John Glasby was one such man that I'd not heard of before. I've just read his London Telegraph obituary that was reprinted in the Sydney Morning Herald. John Glasby was a mild mannered chemist by day (although perhaps mention of his research on detonators and rocket propellants suggest otherwise), but in his spare time he churned out hundreds of novels and short stories across many genres. Most of his works were published under pseudonyms so I feel less bad about not having heard of him before.
The obituary is fascinating but is less about the man than the company he wrote for. Indeed it seems that John Glasby and Reverend Lionel Fanthorpe wrote most Badger Books. A fascinating piece of publishing history to read that Badger Books would get the cover art first, and then get the author to write the story for it- often over a weekend! I'm not exactly certain that this is how high art is usually crafted. I don't know that I'd heard of Badger Books particularly before either, but the style of cover is certainly immediately recognisable.
3 comments:
Ah, as you now know my Dad and I are obituary readers ... and as you say you sometimes wonder why you didn't know about these people before hand.
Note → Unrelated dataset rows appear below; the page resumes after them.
PR #4970, opened 2022-03-31
drm/vc4: Force trigger of dlist update on margins change

6by9:
When the margins are changed, the dlist needs to be regenerated
with the changed updated dest regions for each of the planes.

Setting the zpos_changed flag is sufficient to trigger that
without doing a full modeset, therefore set it should the
margins be changed.

Requested by @spl237

### DIFF
--- a/drivers/gpu/drm/vc4/vc4_crtc.c
+++ b/drivers/gpu/drm/vc4/vc4_crtc.c
@@ -728,12 +728,10 @@ static int vc4_crtc_atomic_check(struct drm_crtc *crtc,
 		if (conn_state->crtc != crtc)
 			continue;
 
-		if (memcmp(&conn_state->tv.margins, &vc4_state->margins,
+		if (memcmp(&vc4_state->margins, &conn_state->tv.margins,
 			   sizeof(vc4_state->margins))) {
-			vc4_state->margins.left = conn_state->tv.margins.left;
-			vc4_state->margins.right = conn_state->tv.margins.right;
-			vc4_state->margins.top = conn_state->tv.margins.top;
-			vc4_state->margins.bottom = conn_state->tv.margins.bottom;
+			memcpy(&vc4_state->margins, &conn_state->tv.margins,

I've just read a blog post by bookphilia in which she complained about Trollope - in his autobiography he said that deadlines were so important to him that he'd send off works that he felt were not yet good. BUT I don't expect he wrote them over a weekend to suit a cover! That's a bit too artificial for me
I couldn't believe the strategy of writing to cover art! Although it was commercially successful. I guess if you do something 300+ times, then you probably enjoy it. It's not like he didn't have a day job and needed the writing gig to keep hunger from the door!
To me, it seems almost unbelievable that someone could write that many books. Good books or bad books, that's a lot of writing!